Approximate Submodular Functions and Performance Guarantees

We consider the problem of maximizing non-negative non-decreasing set functions. Although most of the recent work focus on exploiting submodularity, it turns out that several objectives we encounter in practice are not submodular. Nonetheless, often we leverage the greedy algorithms used in submodular functions to determine a solution to the non-submodular functions. Hereafter, we propose to address the original problem by \emph{approximating} the non-submodular function and analyze the incurred error, as well as the performance trade-offs. To quantify the approximation error, we introduce a novel concept of $\delta$-approximation of a function, which we used to define the space of submodular functions that lie within an approximation error. We provide necessary conditions on the existence of such $\delta$-approximation functions, which might not be unique.

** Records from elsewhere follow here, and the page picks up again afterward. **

PR #378, opened 2015-02-27
Moved POCOs to EF and fixed tests

suhasj:
@HaoK I moved the POCOs to Identity.EF. The Identity.Test and Identity.InMemory.Test broke due to this change since they did not reference Identity.EF. Now we could either duplicate the code in the tests or reference the assembly and include the namespace. In addition the UserManagerTestBase is shared so that has to updated also. I choose to reference the assembly as this seems more cleaner. I made sure we reference only the POCOs and nothing else. Let me know if there is a better way of doing this.

/cc @divega 

You can skip the nitpick feedback for this PR

### DIFF
--- a/src/Microsoft.AspNet.Identity.EntityFramework/IdentityUser.cs
+++ b/src/Microsoft.AspNet.Identity.EntityFramework/IdentityUser.cs
@@ -2,8 +2,9 @@
 // Licensed under the Apache License, Version 2.0. See License.txt in the project root for license information.
 
 using System;
+using System.Collections.Generic;
 
-namespace Microsoft.AspNet.Identity
+namespace Microsoft.AspNet.Identity.EntityFramework
 {
     public class IdentityUser : IdentityUser<string>
     {
@@ -87,5 +88,20 @@ namespace Microsoft.AspNet.Identity
         ///     Used to record failures for the purposes of lockout
         /// </summary>
         public virtual int AccessFailedCount { get; set; }
+
+        /// <summary>
+        ///     Navigation property for users in the role
+        /// </summary>
+        public virtual ICollection<IdentityUserRole<TKey>> Roles { get; set; } = new List<IdentityUserRole<TKey>>();
+
+        /// <summary>
+        ///     Navigation property for users claims
+        /// </summary>
+        public virtual ICollection<IdentityUserClaim<TKey>> Claims { get; set; } = new List<IdentityUserClaim<TKey>>();
+
+        /// <summary>
+        ///     Navigation property for users logins
+        /// </summary>
+        public virtual ICollection<IdentityUserLogin<TKey>> Logins { get; set; } = new List<IdentityUserLogin<TKey>>();
     }
 }
--- a/src/Microsoft.AspNet.Identity.EntityFramework/IdentityUser.cs
+++ b/src/Microsoft.AspNet.Identity.EntityFramework/IdentityUser.cs
@@ -92,16 +92,16 @@ namespace Microsoft.AspNet.Identity.EntityFramework
         /// <summary>
         ///     Navigation property for users in the role
         /// </summary>
-        public virtual ICollection<IdentityUserRole<TKey>> Roles { get; set; } = new List<IdentityUserRole<TKey>>();
+        public virtual ICollection<IdentityUserRole<TKey>> Roles { get; } = new List<IdentityUserRole<TKey>>();
 
         /// <summary>
         ///     Navigation property for users claims
         /// </summary>
-        public virtual ICollection<IdentityUserClaim<TKey>> Claims { get; set; } = new List<IdentityUserClaim<TKey>>();
+        public virtual ICollection<IdentityUserClaim<TKey>> Claims { get; } = new List<IdentityUserClaim<TKey>>();
 
         /// <summary>
         ///     Navigation property for users logins
         /// </summary>
-        public virtual ICollection<IdentityUserLogin<TKey>> Logins { get; set; } = new List<IdentityUserLogin<TKey>>();
+        public virtual ICollection<IdentityUserLogin<TKey>> Logins { get; } = new List<IdentityUserLogin<TKey>>();
     }
 }
--- a/test/Microsoft.AspNet.Identity.EntityFramework.Test/DefaultPocoTest.cs
+++ b/test/Microsoft.AspNet.Identity.EntityFramework.Test/DefaultPocoTest.cs
@@ -2,6 +2,8 @@
 // Licensed under the Apache License, Version 2.0. See License.txt in the project root for license information.
 
 using System;
+using System.Linq;
+using System.Security.Claims;
 using System.Threading.Tasks;
 using Microsoft.AspNet.Builder;
 using Microsoft.AspNet.Identity.Test;
@@ -14,7 +16,7 @@ namespace Microsoft.AspNet.Identity.EntityFramework.Test
     [TestCaseOrderer("Microsoft.AspNet.Identity.Test.PriorityOrderer", "Microsoft.AspNet.Identity.EntityFramework.Test")]
     public class DefaultPocoTest
     {
-        private readonly string ConnectionString = @"Server=(localdb)\mssqllocaldb;Database=DefaultSchemaTest" + DateTime.Now.Month + "-" + DateTime.Now.Day + "-" + DateTime.Now.Year + ";Trusted_Connection=True;";
+        private readonly string ConnectionString = @"Server=(localdb)\mssqllocaldb;Database=DefaultSchemaTest" + DateTime.Now.Month + "-" + DateTime.Now.Day + "-" + DateTime.Now.Year + ";Trusted_Connection=True;MultipleActiveResultSets=true";
         public IdentityDbContext CreateContext(bool ensureCreated = false)
         {
             var db = DbUtil.Create(ConnectionString);
@@ -60,6 +62,148 @@ namespace Microsoft.AspNet.Identity.EntityFramework.Test
             var user = new IdentityUser { UserName = userName };
             IdentityResultAssert.IsSuccess(await userManager.CreateAsync(user, password));
             IdentityResultAssert.IsSuccess(await userManager.DeleteAsync(user));
+        }
+
+        [Fact]
+        public async Task CanIncludeUserClaimsTest()
+        {
+            // Arrange
+            CreateContext(true);
+            var builder = new ApplicationBuilder(CallContextServiceLocator.Locator.ServiceProvider);
+
+            var services = new ServiceCollection();
+            DbUtil.ConfigureDbServices<IdentityDbContext>(ConnectionString, services);
+            services.AddIdentity<IdentityUser, IdentityRole>().AddEntityFrameworkStores<IdentityDbContext>();
+            builder.ApplicationServices = services.BuildServiceProvider();
+
+            var userManager = builder.ApplicationServices.GetRequiredService<UserManager<IdentityUser>>();
+            var dbContext = builder.ApplicationServices.GetRequiredService<IdentityDbContext>();
+
+            var username = "user" + new Random().Next();
+            var user = new IdentityUser() { UserName = username };
+            IdentityResultAssert.IsSuccess(await userManager.CreateAsync(user));
+
+            for (var i = 0; i < 10; i++)
+            {
+                IdentityResultAssert.IsSuccess(await userManager.AddClaimAsync(user, new Claim(i.ToString(), "foo")));
+            }
+
+            user = dbContext.Users.Include(x => x.Claims).FirstOrDefault(x => x.UserName == username);
+
+            // Assert
+            Assert.NotNull(user);
+            Assert.NotNull(user.Claims);
+            Assert.Equal(10, user.Claims.Count());
+        }
+
+        [Fact]
+        public async Task CanIncludeUserLoginsTest()
+        {
+            // Arrange
+            CreateContext(true);
+            var builder = new ApplicationBuilder(CallContextServiceLocator.Locator.ServiceProvider);
+
+            var services = new ServiceCollection();
+            DbUtil.ConfigureDbServices<IdentityDbContext>(ConnectionString, services);
+            services.AddIdentity<IdentityUser, IdentityRole>().AddEntityFrameworkStores<IdentityDbContext>();
+            builder.ApplicationServices = services.BuildServiceProvider();
+
+            var userManager = builder.ApplicationServices.GetRequiredService<UserManager<IdentityUser>>();
+            var dbContext = builder.ApplicationServices.GetRequiredService<IdentityDbContext>();
+
+            var username = "user" + new Random().Next();
+            var user = new IdentityUser() { UserName = username };
+            IdentityResultAssert.IsSuccess(await userManager.CreateAsync(user));
+
+            for (var i = 0; i < 10; i++)
+            {
+                IdentityResultAssert.IsSuccess(await userManager.AddLoginAsync(user, new UserLoginInfo("foo" + i, "bar" + i, "foo")));
+            }
+
+            user = dbContext.Users.Include(x => x.Logins).FirstOrDefault(x => x.UserName == username);
+
+            // Assert
+            Assert.NotNull(user);
+            Assert.NotNull(user.Logins);
+            Assert.Equal(10, user.Logins.Count());
+        }
+
+        [Fact]
+        public async Task CanIncludeUserRolesTest()
+        {
+            // Arrange
+            CreateContext(true);
+            var builder = new ApplicationBuilder(CallContextServiceLocator.Locator.ServiceProvider);
+
+            var services = new ServiceCollection();
+            DbUtil.ConfigureDbServices<IdentityDbContext>(ConnectionString, services);
+            services.AddIdentity<IdentityUser, IdentityRole>().AddEntityFrameworkStores<IdentityDbContext>();
+            builder.ApplicationServices = services.BuildServiceProvider();
+
+            var userManager = builder.ApplicationServices.GetRequiredService<UserManager<IdentityUser>>();
+            var roleManager = builder.ApplicationServices.GetRequiredService<RoleManager<IdentityRole>>();
+            var dbContext = builder.ApplicationServices.GetRequiredService<IdentityDbContext>();
+
+            const string roleName = "Admin";
+            for (var i = 0; i < 10; i++)
+            {
+                IdentityResultAssert.IsSuccess(await roleManager.CreateAsync(new IdentityRole(roleName + i)));
+            }
+            var username = "user" + new Random().Next();
+            var user = new IdentityUser() { UserName = username };
+            IdentityResultAssert.IsSuccess(await userManager.CreateAsync(user));
+
+            for (var i = 0; i < 10; i++)
+            {
+                IdentityResultAssert.IsSuccess(await userManager.AddToRoleAsync(user, roleName + i));
+            }
+
+            user = dbContext.Users.Include(x => x.Roles).FirstOrDefault(x => x.UserName == username);
+
+            // Assert
+            Assert.NotNull(user);
+            Assert.NotNull(user.Roles);
+            Assert.Equal(10, user.Roles.Count());
+
+            for (var i = 0; i < 10; i++)
+            {
+                var role = dbContext.Roles.Include(r => r.Users).FirstOrDefault(r => r.Name == (roleName + i));
+                Assert.NotNull(role);
+                Assert.NotNull(role.Users);
+                Assert.Equal(1, role.Users.Count());
+            }
+        }
+
+        [Fact]
+        public async Task CanIncludeRoleClaimsTest()
+        {
+            // Arrange
+            CreateContext(true);
+            var builder = new ApplicationBuilder(CallContextServiceLocator.Locator.ServiceProvider);
+
+            var services = new ServiceCollection();
+            DbUtil.ConfigureDbServices<IdentityDbContext>(ConnectionString, services);
+            services.AddIdentity<IdentityUser, IdentityRole>().AddEntityFrameworkStores<IdentityDbContext>();
+            builder.ApplicationServices = services.BuildServiceProvider();
+
+            var roleManager = builder.ApplicationServices.GetRequiredService<RoleManager<IdentityRole>>();
+            var dbContext = builder.ApplicationServices.GetRequiredService<IdentityDbContext>();
+
+            var role = new IdentityRole("Admin");
+
+            IdentityResultAssert.IsSuccess(await roleManager.CreateAsync(role));
+
+            for (var i = 0; i < 10; i++)
+            {
+                IdentityResultAssert.IsSuccess(await roleManager.AddClaimAsync(role, new Claim("foo" + i, "bar" + i)));
+            }
+
+            role = dbContext.Roles.Include(x => x.Claims).FirstOrDefault(x => x.Name == "Admin");
+
+            // Assert
+            Assert.NotNull(role);
+            Assert.NotNull(role.Claims);
+            Assert.Equal(10, role.Claims.Count());
         }
 
         [TestPriority(10000)]
--- a/test/Microsoft.AspNet.Identity.InMemory.Test/InMemoryStoreTest.cs
+++ b/test/Microsoft.AspNet.Identity.InMemory.Test/InMemoryStoreTest.cs
@@ -2,12 +2,13 @@
 // Licensed under the Apache License, Version 2.0. See License.txt in the project root for license information.
 
 using System;
+using System.Linq.Expressions;
 using Microsoft.AspNet.Identity.Test;
 using Microsoft.Framework.DependencyInjection;
 
 namespace Microsoft.AspNet.Identity.InMemory.Test
 {
-    public class InMemoryStoreTest : UserManagerTestBase<InMemoryUser, IdentityRole>
+    public class InMemoryStoreTest : UserManagerTestBase<TestUser, TestRole>
     {
         protected override object CreateTestContext()
         {
@@ -16,12 +17,44 @@ namespace Microsoft.AspNet.Identity.InMemory.Test
 
         protected override void AddUserStore(IServiceCollection services, object context = null)
         {
-            services.AddSingleton<IUserStore<InMemoryUser>, InMemoryUserStore<InMemoryUser>>();
+            services.AddSingleton<IUserStore<TestUser>, InMemoryUserStore<TestUser>>();
         }
 
         protected override void AddRoleStore(IServiceCollection services, object context = null)
         {
-            services.AddSingleton<IRoleStore<IdentityRole>, InMemoryRoleStore<IdentityRole>>();
+            services.AddSingleton<IRoleStore<TestRole>, InMemoryRoleStore<TestRole>>();
         }
+
+        protected override void SetUserPasswordHash(TestUser user, string hashedPassword)
+        {
+            user.PasswordHash = hashedPassword;
+        }
+
+        protected override TestUser CreateTestUser(string namePrefix = "", string email = "", string phoneNumber = "",
+            bool lockoutEnabled = false, DateTimeOffset? lockoutEnd = default(DateTimeOffset?), bool useNamePrefixAsUserName = false)
+        {
+            return new TestUser
+            {
+                UserName = useNamePrefixAsUserName ? namePrefix : string.Format("{0}{1}", namePrefix, Guid.NewGuid()),
+                Email = email,
+                PhoneNumber = phoneNumber,
+                LockoutEnabled = lockoutEnabled,
+                LockoutEnd = lockoutEnd
+            };
+        }
+
+        protected override TestRole CreateTestRole(string roleNamePrefix = "", bool useRoleNamePrefixAsRoleName = false)
+        {
+            var roleName = useRoleNamePrefixAsRoleName ? roleNamePrefix : string.Format("{0}{1}", roleNamePrefix, Guid.NewGuid());
+            return new TestRole(roleName);
+        }
+
+        protected override Expression<Func<TestUser, bool>> UserNameEqualsPredicate(string userName) => u => u.UserName == userName;
+
+        protected override Expression<Func<TestRole, bool>> RoleNameEqualsPredicate(string roleName) => r => r.Name == roleName;
+
+        protected override Expression<Func<TestUser, bool>> UserNameStartsWithPredicate(string userName) => u => u.UserName.StartsWith(userName);
+
+        protected override Expression<Func<TestRole, bool>> RoleNameStartsWithPredicate(string roleName) => r => r.Name.StartsWith(roleName);
     }
 }
--- a/test/Shared/UserManagerTestBase.cs
+++ b/test/Shared/UserManagerTestBase.cs
@@ -596,7 +596,7 @@ namespace Microsoft.AspNet.Identity.Test
             var mgr = CreateManager();
             if (mgr.SupportsQueryableUsers)
             {
-                var users = GenerateUsers("CanFindUsersViaUserQuerable", 3);
+                var users = GenerateUsers("CanFindUsersViaUserQuerable", 4);
                 foreach (var u in users)
                 {
                     IdentityResultAssert.IsSuccess(await mgr.CreateAsync(u));
@@ -1105,8 +1105,7 @@ namespace Microsoft.AspNet.Identity.Test
                     IdentityResultAssert.IsSuccess(await manager.CreateAsync(r));
                 }
                 Assert.Equal(roles.Count, manager.Roles.Count(RoleNameStartsWithPredicate("CanQuerableRolesTest")));
-                var r1 = manager.Roles.FirstOrDefault(RoleNameStartsWithPredicate("CanQuerableRolesTest1"));
-                Assert.Equal(roles[1], r1);
+                Assert.Null(manager.Roles.FirstOrDefault(RoleNameEqualsPredicate("bogus")));
             }
         }
 
--- a/test/Shared/UserManagerTestBase.cs
+++ b/test/Shared/UserManagerTestBase.cs
@@ -11,18 +11,19 @@ using Microsoft.AspNet.Testing;
 using Microsoft.Framework.DependencyInjection;
 using Microsoft.Framework.Logging;
 using Xunit;
+using System.Linq.Expressions;
 
 namespace Microsoft.AspNet.Identity.Test
 {
     // Common functionality tests that all verifies user manager functionality regardless of store implementation
     public abstract class UserManagerTestBase<TUser, TRole> : UserManagerTestBase<TUser, TRole, string>
-        where TUser : IdentityUser, new()
-        where TRole : IdentityRole, new()
+        where TUser : class
+        where TRole : class
     { }
 
     public abstract class UserManagerTestBase<TUser, TRole, TKey>
-        where TUser : IdentityUser<TKey>, new()
-        where TRole : IdentityRole<TKey>, new()
+        where TUser : class
+        where TRole : class
         where TKey : IEquatable<TKey>
     {
         protected TestLoggerFactory loggerFactory;
@@ -82,15 +83,18 @@ namespace Microsoft.AspNet.Identity.Test
         protected abstract void AddUserStore(IServiceCollection services, object context = null);
         protected abstract void AddRoleStore(IServiceCollection services, object context = null);
 
-        protected TUser CreateTestUser(string namePrefix = "")
-        {
-            return new TUser() { UserName = namePrefix + Guid.NewGuid().ToString() };
-        }
+        protected abstract void SetUserPasswordHash(TUser user, string hashedPassword);
 
-        protected TRole CreateRole(string namePrefix = "")
-        {
-            return new TRole() { Name = namePrefix + Guid.NewGuid().ToString() };
-        }
+        protected abstract TUser CreateTestUser(string namePrefix = "", string email = "", string phoneNumber = "",
+            bool lockoutEnabled = false, DateTimeOffset? lockoutEnd = null, bool useNamePrefixAsUserName = false);
+
+        protected abstract TRole CreateTestRole(string roleNamePrefix = "", bool useRoleNamePrefixAsRoleName = false);
+
+        protected abstract Expression<Func<TUser, bool>> UserNameEqualsPredicate(string userName);
+        protected abstract Expression<Func<TUser, bool>> UserNameStartsWithPredicate(string userName);
+
+        protected abstract Expression<Func<TRole, bool>> RoleNameEqualsPredicate(string roleName);
+        protected abstract Expression<Func<TRole, bool>> RoleNameStartsWithPredicate(string roleName);
 
         [Fact]
         public async Task CanDeleteUser()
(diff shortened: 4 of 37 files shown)


HaoK:
Nah, its a bad idea to add EF dependencies, just copy the pocos into the shared test code and rename them for the tests

suhasj:
In doing so, I have replicate the code in UserManagerTestBase for InMemory.Test project since it uses the IdentityUser object and that is a lot of duplication. Is that the right way ?

HaoK:
There should be no replication other than copying the pocos from Core to the Shared Test code along side user manager test base with a new name for the pocos

suhasj:
Ok let me see if the amount of duplicated code will be difficult to maintain in the future. I can reason out accordingly after that

suhasj:
Now if I duplicate the POCOs in the Shared folder and make UserManagerTestBase use them, the SqlStoreBase complains since it uses UserManagerTestBase with IdentityUser from Identity.EF. If I make all the test projects to use the POCOs in the shared folder, then we need to maintain them along with the POCOs in the source. My concern is that if we forget to update them then the tests will pass incorrectly.

HaoK:
Or maybe just move the IdentityUser classes to the new shared code stuff, so both EF and tests can depend on it safely.

HaoK:
Another route could be to look at what the tests are doing to access the pocos directly and instead replace them with calls to identity, which might let you remove the IdentityUser constraint entirely

suhasj:
Sure the second option might be an easy option. Let me try that out

suhasj:
@HaoK @divega 

Updated with changes
- UserManagerTestBase now is agnostic to user model and gets all attributes using manager apis. 
- Identity POCOs in Shared folder to be used by InMemory and Core tests
- updated samples

Question
- New extension method on ServiceCollection `AddIdentityWithTestPocos` which is used only in test because it uses the Shared Pocos while the one is source uses EF ones. Instead of this should i move the IdentityBuilderTests and IdentityOptionsTests to EF ? I would want to go with move option

src/Microsoft.AspNet.Identity.EntityFramework/IdentityServiceCollectionExtensions.cs
```diff
@@ -0,0 +1,27 @@
...
+using System;
+using Microsoft.AspNet.Identity;
+using Microsoft.AspNet.Identity.EntityFramework;
+using Microsoft.Framework.ConfigurationModel;
+
+namespace Microsoft.Framework.DependencyInjection
+{
+    public static class IdentityServiceCollectionExtensions
+    {
+        public static IdentityBuilder AddIdentity(this IServiceCollection services)
```
divega: Interesting that these overload now moves here because the typed moved and hence they are tied to EF. I think it would probably better to get rid of them.

src/Microsoft.AspNet.Identity.EntityFramework/IdentityServiceCollectionExtensions.cs
```diff
@@ -0,0 +1,27 @@
...
+        {
+            return services.AddIdentity<IdentityUser, IdentityRole>();
+        }
+
+        public static IdentityBuilder AddIdentity(
```
divega: Same as comment above.

src/Microsoft.AspNet.Identity.EntityFramework/IdentityServiceCollectionExtensions.cs
suhasj: Fixed and updated

suhasj:
Also one important feedback i need to getting username synchronously inside a Linq queries. For example 
`mgr.GetUserNameAsync(u).Result` in https://github.com/aspnet/Identity/pull/378/files#diff-bc862db146cf4a686c23d4fb0676c99eR584. The reason for doing this is that the Linq query cannot be async. Let me know if this is something that is not recommended. 

The workaround is to have a sync method on the `UserManagerTestBase` class which returns different user attributes. For example `GetUserId(user)`. This is abstract on the base and is implemented by the concrete test classes

test/Shared/IdentityUser.cs
```diff
@@ -87,5 +88,20 @@ public IdentityUser(string userName) : this()
         ///     Used to record failures for the purposes of lockout
         /// </summary>
         public virtual int AccessFailedCount { get; set; }
+
+        /// <summary>
+        ///     Navigation property for users in the role
+        /// </summary>
+        public virtual ICollection<IdentityUserRole<TKey>> Roles { get; private set; } = new List<IdentityUserRole<TKey>>();
```
divega: Will the `private` create issues with reflection in Mono?

divega:
> mgr.GetUserNameAsync(u).Result in https://github.com/aspnet/Identity/pull/378/files#diff-bc862db146cf4a686c23d4fb0676c99eR584. The reason for doing this is that the Linq query cannot be async. Let me know if this is something that is not recommended.

Can't you do this?
``` C#
var userName = await mgr.GetUserNameAsync(u);
Assert.Null(mgr.Users.FirstOrDefault(u => userName == "bogus"));
```

divega:
> New extension method on ServiceCollection AddIdentityWithTestPocos which is used only in test because it uses the Shared Pocos while the one is source uses EF ones. Instead of this should i move the IdentityBuilderTests and IdentityOptionsTests to EF ? I would want to go with move option

I don't understand this question, and I couldn't find the method right now. Did you already remove it? Were these test be independent of the provider?

test/Microsoft.AspNet.Identity.EntityFramework.Test/DefaultPocoTest.cs
```diff
@@ -65,6 +67,152 @@ public void DropDatabaseStart()
             IdentityResultAssert.IsSuccess(await userManager.DeleteAsync(user));
         }
 
+        [Fact]
```
HaoK: Are these new tests or copied tests?

test/Microsoft.AspNet.Identity.InMemory.Test/InMemoryStoreTest.cs
```diff
@@ -23,5 +23,31 @@ protected override void AddRoleStore(IServiceCollection services, object context
         {
             services.AddSingleton<IRoleStore<IdentityRole>, InMemoryRoleStore<IdentityRole>>();
         }
+
+        protected override InMemoryUser CreateTestUser(string username = "", string email = "",
```
HaoK: Isn't InMemoryUser the same as the new shared test user now?  Can we switch this over to use the common POCO?

test/Shared/IdentityUser.cs
HaoK: Why do we need navigation properties on the shared test pocos?

test/Shared/UserManagerTestBase.cs
```diff
@@ -83,15 +83,10 @@ protected RoleManager<TRole> CreateRoleManager(object context = null, IServiceCo
         protected abstract void AddUserStore(IServiceCollection services, object context = null);
         protected abstract void AddRoleStore(IServiceCollection services, object context = null);
 
-        protected TUser CreateTestUser(string namePrefix = "")
-        {
-            return new TUser() { UserName = namePrefix + Guid.NewGuid().ToString() };
-        }
+        protected abstract TUser CreateTestUser(string username = "", string email = "", string phoneNumber = "",
+            bool lockoutEnabled = false, DateTimeOffset? lockoutEnd = null);
```
HaoK: I would go back to the namePrefix instead of allowing hardcoded user names, those almost certainly will cause issues accidentally if multiple tests pick the same user name

test/Shared/UserManagerTestBase.cs
```diff
@@ -99,12 +94,12 @@ protected TRole CreateRole(string namePrefix = "")
...
-            IdentityResultAssert.VerifyUserManagerSuccessLog(manager.Logger, "CreateAsync", user.Id.ToString());
+            IdentityResultAssert.VerifyUserManagerSuccessLog(manager.Logger, "CreateAsync", await manager.GetUserIdAsync(user));
 
             IdentityResultAssert.IsSuccess(await manager.DeleteAsync(user));
-            IdentityResultAssert.VerifyUserManagerSuccessLog(manager.Logger, "DeleteAsync", user.Id.ToString());
+            IdentityResultAssert.VerifyUserManagerSuccessLog(manager.Logger, "DeleteAsync", await manager.GetUserIdAsync(user));
 
-            Assert.Null(await manager.FindByIdAsync(user.Id.ToString()));
+            Assert.Null(await manager.FindByIdAsync(await manager.GetUserIdAsync(user)));
         }
```
HaoK: nit: Get the user id once and store it

test/Shared/UserManagerTestBase.cs
```diff
@@ -139,18 +134,17 @@ protected TRole CreateRole(string namePrefix = "")
...
 
-            user.PasswordHash = manager.PasswordHasher.HashPassword(user, "New");
-            IdentityResultAssert.IsSuccess(await manager.UpdateAsync(user));
+            IdentityResultAssert.IsSuccess(await manager.ChangePasswordAsync(user, "password", "Password1!"));
             Assert.False(await manager.CheckPasswordAsync(user, "password"));
-            expectedLog = string.Format("{0} for user: {1} : {2}", "CheckPasswordAsync", user.Id.ToString(), false.ToString());
+            expectedLog = string.Format("{0} for user: {1} : {2}", "CheckPasswordAsync", await manager.GetUserIdAsync(user), false.ToString());
             IdentityResultAssert.VerifyLogMessage(manager.Logger, expectedLog);
-            Assert.True(await manager.CheckPasswordAsync(user, "New"));
+            Assert.True(await manager.CheckPasswordAsync(user, "Password1!"));
```
HaoK: You accidentally broke this test, you deleted the HashPassword line above, password should get updated to New

test/Shared/UserManagerTestBase.cs
```diff
@@ -506,27 +499,25 @@ protected TRole CreateRole(string namePrefix = "")
...
         }
 
         [Fact]
         public async Task AddDupeUserNameFails()
         {
             var manager = CreateManager();
-            var user = CreateTestUser();
-            var user2 = new TUser() { UserName = user.UserName };
+            var user = CreateTestUser("AddDupeUserNameFails");
+            var user2 = CreateTestUser("AddDupeUserNameFails");
```
HaoK: So if CreateTestUser only accepts name prefixes, just use SetuserName to explicitly set it to a fixed name after creating the user.

test/Shared/IdentityUser.cs
suhasj: True but I wanted to have parity with the Pocos in the source.

@divega for the private thing, the issue is fixed in the latest version of Mono. But should we revert it to protected ? Do we foresee users overriding this property considering it is a navigation property ?

HaoK: Its not about parity, the EF pocos are EF specific, if the navigation properties are not needed for the tests, they shouldn't be there.

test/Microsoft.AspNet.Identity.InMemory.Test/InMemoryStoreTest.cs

Consequently, we characterize this subspace which we refer to as \emph{region of submodularity}. Furthermore, submodular functions are known to lead to different sub-optimality guarantees, so we generalize those dependencies upon a $\delta$-approximation into the notion of \emph{greedy curvature}. Finally, we used this latter notion to simplify some of the existing results and efficiently (i.e., linear complexity) determine tightened bounds on the sub-optimality guarantees using objective functions commonly used in practical setups and validate them using real data.